Stockholder proposals may be included in our proxy statement and form of proxy for an annual meeting so long as they are provided to us on a timely basis and satisfy the other conditions set forth in Rule 14a-8 under the Securities Exchange Act of 1934, as amended (the “Exchange Act”), regarding the inclusion of stockholder proposals in company- sponsored proxy materials. We currently anticipate holding our 2022 annual meeting of stockholders in August 2022, although the Board may decide to schedule the meeting for a different date. For a stockholder proposal to be considered pursuant to Rule 14a-8 for inclusion in our proxy statement and form of proxy for the annual meeting to be held in 2022, we must receive the proposal at our principal executive offices, addressed to our Secretary, no later than February 15, 20222022. Any proposals received after such date will be considered untimely.
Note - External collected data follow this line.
PR #78, opened 2017-02-05
Write rspec tests for Rails property model and properties controller, install jasmine/karma and dependencies

LKWLaLa:
### Rails ###

- Add `PropertiesController` tests in rspec for `#index` and `#show` methods.  `#query` method tests are pending

- Add `Property` model tests in rspec

- Install FactoryGirl and other dependencies for rspec

- Create Factory for testing properties

### Angular ###

- Install jasmine, karma, and angular mocks for testing

### ToDo ###

- [ ]  Figure out how to set up karma with rails sprockets, to allow inclusion of dependency injections installed via the Gemfile/bundler

- [ ] Add rspec test for `PropertiesController` `#query` method  (will this method change?)

- [ ] Add rspec tests for `OwnersController` and other models

### QA steps ###

- [ ] Rebuild docker web container to account for updates to Gemfile

- [ ] Run `rspec` command from within web container to run Rails tests


angular-rails-app/app/assets/javascripts/property/property.html
```diff
@@ -1,8 +1,7 @@
 <section style="min-height: 65px;margin-top:105px;">
   <div class="container">
     <p id="breadcrumb">
-      <a class="breadcrumb_top" ui-sref="home">Home /</a> Building /
-      {{vm.data.street_address | titleCase}}, {{vm.data.city}} {{vm.data.state}}
+      <a class="breadcrumb_top" ui-sref="home">Home /</a> Building
```
chrishenry, line 4: Hmm, wasn't the address in the design?

angular-rails-app/db/migrate/20161217230548_add_work_type_to_dob_permit.rb
```diff
@@ -1,5 +0,0 @@
-class AddWorkTypeToDobPermit < ActiveRecord::Migration
-  def change
-    add_column :dob_permits, :work_type, :string
-  end
-end
```
chrishenry, line 5: Yep, sorry, I don't know how the duplicate got in here...

angular-rails-app/spec/controllers/properties_controller_spec.rb
```diff
@@ -0,0 +1,44 @@
...
+    it "returns a successful 200 response" do
+       get :index, format: :json
+      expect(response).to be_success
+    end
+
+    it "returns all properties" do
+      FactoryGirl.create_list(:property, 5)
+      get :index, format: :json
+      parsed_response = JSON.parse(response.body)
+      expect(parsed_response.length).to eq(5)
```
chrishenry: Hmm, is this supposed to test that 5 properties will come back in json format? If so, you should also test that paging works. should be pretty easy to by using `FactoryGirl` to create 31 properties, and then ensure only 30 are returned.

chrishenry:
One question we should discuss briefly; whether or not to check in `bower_components`. [Here's a quick list of pros/cons.](https://addyosmani.com/blog/checking-in-front-end-dependencies/)

To add to them; checking them in can make diffs very, very hard to read. This PR is an example of that unfortunate fact.

My take is that for this particular project, it'll be simpler to have our dependencies checked in to avoid deploy problems and the inevitable build problems that result from the additional step. 

What do you guys think?

angular-rails-app/app/assets/javascripts/property/property.html
LKWLaLa: Yes - it was originally.  However, at our last meeting Andrew told me to get rid of it.  So, I actually made this change with him in person.

angular-rails-app/spec/controllers/properties_controller_spec.rb
LKWLaLa: Makes sense!  Sure thing - I'll make the change.

angular-rails-app/app/assets/javascripts/property/property.html
chrishenry: Okie dokie. It is 30px right below, at font-size 30px. ;)

LKWLaLa: Yeah.... the CSS needs to be cleaned up on this page.  :)  What is 30px though?  I'm not sure which part you are referring to..?

angular-rails-app/db/migrate/20161217230548_add_work_type_to_dob_permit.rb
LKWLaLa: no prob! :)

LKWLaLa:
@chrishenry 

I updated the property controller spec to check pagination as suggested, and seems to be working!  

Regarding checking in bower components - admittedly, I am not versed in DevOps, but it does seem (from reading the post you linked) that checking them in might be the better option for our particular situation.  The annoyances might be offset by the fact that it makes our lives (and someone else's) easier once we get to deployment.

angular-rails-app/app/assets/javascripts/property/property.html
chrishenry: Ah, I was saying that the address is just below, so there's really no need for it in the breadcrumbs. 😄

LKWLaLa: Oh!  Ha - yeah, hard to miss it.  :)

LKWLaLa:
@chrishenry  I created issues for my ToDo items above, so we could merge this as long as it looks ok to you, and we decide what we want to do about bower_components.  I'm still a bit stuck on the Karma configuration, but if other people have access, perhaps someone else might be interested in playing with / cleaning up what I got started.  We could add an issue to set up CI as well.  Not sure if that would be something to do now or after more tests are written.

chrishenry:
Merging, and just noting that committing assets is our best bet for now.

Submitting a stockholder proposal does not guarantee that it will be included in our proxy statement and form of proxy.

 

In addition, a stockholder proposal that is not intended for inclusion in our proxy statement and form of proxy under Rule 14a-8 (including director nominations) shall be considered “timely” as calculated in accordance with Rule 14a- 4(c) under the Exchange Act, and may be brought before the 2022 annual meeting of stockholders provided that we receive information and notice of the proposal addressed to our Secretary at our principal executive offices, no earlier than April 1, 2022 and no later than May 3, 2022.

 

We strongly encourage any stockholder interested in submitting a proposal to contact our Secretary in advance of these deadlines to discuss any proposal he or she is considering, and stockholders may want to consult knowledgeable counsel with regard to the detailed requirements of applicable securities laws. All notices of stockholder proposals, whether or not intended to be included in our proxy materials, should be in writing and sent to our principal executive offices, located at: Eastside Distilling, Inc., 8911 NE Marx Drive, Suite A2, Portland, OR 97220, Attention: Secretary.